Master 2 internship: Regulations of splicing factor U2AF2 in normal and cancer cell

Le stage M2 se déroulera au sein du laboratoire « Structure – Activité des Biomolécules Normales et Pathologiques » (U1204 de l’INSERM) situé à l’Université d’Evry. Cette unité de recherche utilise des techniques innovantes de biologie moléculaire, de microscopie et de biologie cellulaire pour identifier et caractériser les mécanismes impliqués dans la formation et les fonctions des complexes macromoléculaires et leurs déficits associés notamment aux maladies neurodégénératives et au cancer.

Splicing is a key step in RNA maturation during which intervening sequences (introns) are deleted to produce mature RNA [1]. It is an essential step in gene expression. Furthermore, alternative splicing is the basis of numerous regulations and generates a proteome complexity specific to each cell type.
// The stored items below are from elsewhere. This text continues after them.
Issue #455, opened 2017-09-13
Stream fails to deploy with security enabled


sabbyanandan:
As a user, I'm trying to deploy a stream (`time | log`), but I don't see it getting created/deployed when security is enabled. Everything works without security, though. This is the same behavior in local, cf, and k8s. 

To reproduce, 
> java -jar spring-cloud-dataflow-server-local/target/spring-cloud-dataflow-server-local-1.3.0.BUILD-SNAPSHOT.jar --security.basic.enabled=true

Log in to the dashboard _(capture password from server logs)_ to create and deploy `time | log` stream. You will notice the stream validation messages in the logs, but the actual creation/deployment won't go through.

PR #466, opened 2017-09-14
gh-455 Fix: Stream fails to deploy with security enabled

ghillert:
- Ensure that we send the respective default headers:
  * `Content-Type`: `application/json`
  * `Accept`: `application/json`
- Fix tests

resolves https://github.com/spring-cloud/spring-cloud-dataflow-ui/issues/455


jvalkeal:
lgtm.

PR #467, opened 2017-09-14
Revisit validation

### LINKED ISSUE #395: Revisit validation routines in Flo
As a user, I'd like to see an incremental validation if there's more than 1 instance of the same named-channel in the canvas.

aclement:
EditorService
- Tests added (verifying validation of graph)
- Moved some messages to constants
- Altered validation to make full use of promises (rather than promises
  to a certain depth then async)
- More validation rules related to fan-in/out scenarios

graph-to-text
- Adjustments to cope better with 'bad input' and try to create some
  kind of graph (tests added for this case)

RenderService
- Prevents creation of tap links from destinations (channels/taps)
- Prevents link switching working for links from destinations

text-to-graph
- Fixed handling of map (use setter)

markup
- no bullet lists on error tooltips if only one entry
- tooltips working for destinations

Fixes #395

### DIFF
--- a/ui/src/app/streams/flo/decoration/decoration.component.html
+++ b/ui/src/app/streams/flo/decoration/decoration.component.html
@@ -6,7 +6,7 @@
 </svg:g>
 
 <template #markerTooltip>
-  <div>
+  <ul class="marker-tooltip">
     <li *ngFor="let msg of getMessages()">{{msg}}</li>
-  </div>
+  </ul>
 </template>
--- a/ui/src/app/streams/flo/decoration/decoration.component.scss
+++ b/ui/src/app/streams/flo/decoration/decoration.component.scss
@@ -1,7 +1,26 @@
 .error-marker-tooltip .tooltip-inner {
   background-color: red;
   max-width: 400px;
+  padding: 2px;
 }
+
 .tooltip.error-marker-tooltip .tooltip-arrow {
   border-right-color: red;
+}
+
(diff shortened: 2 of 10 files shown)


aclement:
For testing this you can fire up the Flo UI and try a few things:
- ensure you cannot create tap links from a destination
- Verify appropriate validation errors on bad graphs (build one with an unconnected source/processor/sink) - do the errors appear on the nodes correctly?

This does improve validation. However, it does not do what the description of 395 mentions - that is to put an error if you use a destination twice in a graph. This is not really an error, and will correct itself if you flip to working in the text view (the next graph generated won't include the dup). I'd like to decide how to properly treat this situation when working out what we do about loops.

The new fan-in/fan-out support gives a million new options for creating crazy graphs, I'm sure there are more issues to find as we do further testing.

jvalkeal:
@aclement we're getting merge conflict in src/app/streams/flo/render.service.ts prob with pr I just merged from alex

jvalkeal:
Ok, I'm fixing that conflict together with some lint errors. I probably can't review this as well as @sabbyanandan could but I poked around and think everything looks ok. So I prefer to merge this now and handle issues(if there's any) later.

jvalkeal:
Merged per https://github.com/spring-cloud/spring-cloud-dataflow-ui/commit/b4fd432a1342a132169195f2b74d1c6d6792ad5b

PR #468, opened 2017-09-14
Make rendering PhantomJS compatible to run complex tests

BoykoAlex:
Make Render service compatible with PhantomJS. Should allow for more complex tests. Made one test a bit more complex.


cppwfs:
LGTM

Defects in RNA splicing generally have severe consequences for protein expression and are associated with numerous genetic diseases and cancers. Indeed, mutations in RNA sequences recognized by the splicing machinery (the spliceosome) are frequently the cause of genetic diseases. Furthermore, mutations in splicing factors are associated with the development of multiple cancers [2]. However, the mechanism of splicing and its disease-associated defects are still poorly characterized.
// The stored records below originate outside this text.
PR #470, opened 2017-09-14
Removes dashboard item poller when dashboard item is removed.

### LINKED ISSUE #460: Analytics: After clicking the reset button the timers are still firing for the displayItems that were removed.
This can be observed in the development console.

cppwfs:
resolves #460


ghillert:
LGTM merging.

Splicing defects associated with cancer most often affect the initial step of spliceosome formation, during which splice sites are determined [3]. This step involves a complex network of interactions between different splicing factors. Among these factors, U2AF2 plays a central role.

Our team recently demonstrated that U2AF2 acts cooperatively and forms macromolecular complexes, thus enabling the recognition of specific RNA sequences in pre-messenger RNAs [4].

Furthermore, using in vivo labeling technics, we have identified a set of novel proteins interacting with U2AF2. In this context, the internship project will aim to characterize these interactions and their implications in the control of U2AF2-dependent alternative splicing and in cancers.

This internship will be carried out within the "Molecular Interactions during Spliceosome Assembly" team, whose work aims to understand the molecular interactions that guide the recognition of pre-messenger RNA splice sites. For these studies, we implement biochemistry, molecular, and cellular biology techniques, combined with bioinformatics analyses of transcriptomes.

The team is part of the SABNP laboratory, which specializes in the study of RNA-protein interactions involved in gene expression.

1 Wilkinson ME, Charenton C & Nagai K (2020) RNA Splicing by the Spliceosome. Annu Rev Biochem 89, 359–388.

2 Scotti MM & Swanson MS (2016) RNA mis-splicing in disease. Nat Rev Genet 17, 19–32.

3 Bonnal SC, López-Oreja I & Valcárcel J (2020) Roles and mechanisms of alternative splicing in cancer - implications for care. Nat Rev Clin Oncol 17, 457–474.

4 Tari M, Manceau V, de Matha Salone J, Kobayashi A, Pastré D & Maucuer A (2019) U2AF65 assemblies drive sequence-specific splice site recognition. EMBO Rep 20, e47604.

Candidate profile: molecular biology, cell biology, biochemistry, or bioinformatics.